Can Warren stack software updates be done seamlessly for Control Nodes and VM and Container Hosts?
Yes. Virtually all updates for Warren can be done seamlessly and without special preparation. Some more complex updates for host OS (like kernel updates) require rebooting the host. In such cases, the live migration feature is used to migrate containers/virtual machines to another host before applying updates, however, the whole process is still seamless for all users.
Besides the Warren software we have also had ‘software’ on the hardware like BIOS update, firmware update on controllers, etc How is this managed?
All the pre-Warren and embedded software involving tasks, like new server detection, hardware component monitoring and configuration including firmware updates for BIOS, BMC, NIC, RAID, etc are carried out using DMTF's Redfish® API standard interface. For these operations, special NIC, along with dedicated management LAN is used.
How are the platform and hardware monitoring done (is there a central console or does the platform generate tickets)?
The hardware monitoring can be roughly divided into 3 verticals:
1. The SDN - network monitoring, including logs, observability data, security-related events for both software and hardware portion of it. This vertical is entirely carried out by Tungsten Fabric, a component Warren SDN solution is based upon.

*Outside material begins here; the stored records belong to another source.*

PR #676, opened 2016-01-04
Allow threads to be closed in runner factory

### LINKED ISSUE #674: CalculationRunnerFactory leaks threads
The methods `CalculationRunnerFactory.ofSingleThreaded` and `ofMultiThreaded` create a fixed size thread pool. The factory interface doesn't have a method to dispose of the factory and it doesn't expose the thread pool. 

This means the threads in the pool can never be shut down and the threads will exist until the JVM shuts down.

jodastephen:
Use lambda to capture common case
Fixes #674


examples/src/main/java/com/opengamma/strata/examples/finance/CalibrationCheckExample.java
```diff
@@ -202,9 +202,11 @@ private static void performance_calibration_pricing() {
         .build();
 
     // calculate the results
-    CalculationRunner runner = CalculationRunnerFactory.ofSingleThreaded()
-        .createWithMarketDataBuilder(trades, columns, rules, marketDataFactory(), marketDataConfig);
-    return Pair.of(trades, runner.calculateSingleScenario(marketSnapshot));
+    return CalculationRunnerFactory.multiThreaded(factory -> {
```
jonathansenior: It feels to me like this call tries to do too much. Something like the following would be more explicit and potentially clearer:

```
try (CalculationRunner runner = CalculationRunnerFactory.createMultiThreaded()) {
  runner.calculateSingleScenario(...)
}
```

This implies the `CalculationRunner` itself being the thing that's `AutoCloseable`, which is what I would more naturally expect than the factory.

cjkent: The factory needs to be closable because it's the factory that owns the thread pool. If the runners are closable it leaves us with the same problem with have already - the thread pool in the factory is never shut down.

jodastephen:
Updated following discussion

modules/calc/src/main/java/com/opengamma/strata/calc/CalculationRunner.java
```diff
@@ -0,0 +1,174 @@
...
+   */
+  public static CalculationRunner of(ExecutorService executor) {
+    return DefaultCalculationRunner.of(executor);
+  }
+
+  //-------------------------------------------------------------------------
+  /**
+   * Performs calculations for a single set of market data.
+   * <p>
+   * This returns a grid of results based on the specified tasks and market data.
```
cjkent: The comment still refers to tasks but there are no task parameters any more.

modules/calc/src/main/java/com/opengamma/strata/calc/CalculationRunner.java
```diff
@@ -0,0 +1,174 @@
...
+  public abstract Results calculateSingleScenario(
+      List<? extends CalculationTarget> targets,
+      List<Column> columns,
+      CalculationRules calculationRules,
+      CalculationEnvironment marketData);
+
+  /**
+   * Performs calculations for multiple scenarios, each with a different set of market data.
+   * <p>
+   * This returns a grid of results based on the specified tasks and market data.
```
cjkent: Tasks

modules/calc/src/main/java/com/opengamma/strata/calc/CalculationRunner.java
```diff
@@ -0,0 +1,174 @@
...
+   * 
+   * @param targets  the targets for which values of the measures will be calculated
+   * @param columns  the configuration for the columns that will be calculated, including the measure and
+   *   any column-specific overrides
+   * @param calculationRules  the rules defining how the calculation is performed
+   * @param marketData  the market data used in the calculations
+   * @return the results of running the calculations in the view for every item in the portfolio and every scenario
```
cjkent: Comment includes reference to "the view".

modules/calc/src/main/java/com/opengamma/strata/calc/CalculationRunner.java
```diff
@@ -0,0 +1,174 @@
...
+      CalculationEnvironment marketData,
+      CalculationListener listener);
+
+  //-------------------------------------------------------------------------
+  /**
+   * Gets the underlying task runner.
+   * <p>
+   * In most cases, this runner will be implemented using an instance of {@link CalculationTaskRunner}.
+   * That interface provides a lower-level API, with the ability optimize if similar calculations
+   * are being made repeatedly. In addition, the lower level API provides the ability to determine
```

2. Server component health/performance monitoring, server power management monitoring. This vertical is a central element for automated recovery/resource balancing functionality and is built on DMTF's Redfish® API.
3. Hosts and Warren component monitoring. This part monitors the actual performance of a Warren itself, also providing statistics to administrative GUI, meant for infrastructure providers (Warren client).
Are resources like CPU, Memory, Drives shared between different tenants (the noisy neighbor effect)?
There are different levels of hardware sharing available with Warren:
1. Dedicated hosts - End-user has a special agreement with the provider that has prepared a host that is connected to Warren cluster. It can be accessed from an API and is visible in GUI, so it acts like any location, other than the main shared resource pool. No sharing, single-tenant mode.
2. Bare-metal servers - dedicated or shared hosts with no pre-configured virtualization. Direct access to hardware. Noisy neighbor effect likelihood excluded with dedicated cores + RAM range/channels.
3. Shared hosts - End-user cannot directly see or access the virtualization server, rather than a virtual machine or container created from a general resource pool, defined as location. CPU and RAM noisy neighbor effect likelihood excluded with static resource amounts that cannot be exceeded. Disk and Network resources protected with per-tenant throughput limitations.
Do we need a specific network controller (brand, model) to arrange Micro-segmentation (that is what I understand is done)?
Micro-segmentation is done with L3 overlay networking, which in turn is controlled by Warren SDN. Requirements for NICs can be found from the following link: Warren Hardware Requirements
Do we need a specific network switch (brand and model)?
There are no strict requirements for switch and router models. However, if existing networking hardware is available before Warren adoption, exact models should be provided to the Warren team, in order to validate if all the SDN functionality is guaranteed to work with particular devices.
Can the network setup from the hardware perspective be done redundant (2 or more switches connected to the VM and Container hosts)?
Yes, and not only can, but is highly advisable! Otherwise high reliability markers for Warren cannot be guaranteed. All networking devices should have redundancy if the purpose of particular usage of Warren is public service provisioning.
Are Controller Nodes needed on every physical location (when you have multiple DC or On-Premises locations where you run VM and Contained Nodes)?
In general, yes. There can be some exceptions considered, when a particular location has some specific purpose, thus, having for example, a reduced set of Warren components installed. Still, for the sake of reliability, there should be at least 1 control node present.
What are the options for storage systems other than CEPH?
Although, the production grade option is at the moment only CEPH, local storage (inside hosts) with ZFS and iSCSI connected shared enterprise storage options are at the moment in development. Analysis and preparation, integrating StorPool distributed storage systems have been completed and development could start, when demand for commercial, more stable and feature-rich CEPH counterpart occurs.
Are there migration tools available from by example VMware or Hyper-V to Warren.io platform?
There are specific procedures for such migration, that are basically described here: https://superuser.openstack.org/articles/how-to-migrate-from-vmware-and-hyper-v-to-openstack/
Openstack is pretty similar to Warren in terms of virtualization tools. By no means can such a process be described as a trivial one and such migration has a significant chance to fail when current platform-specific features are in use for end-user applications.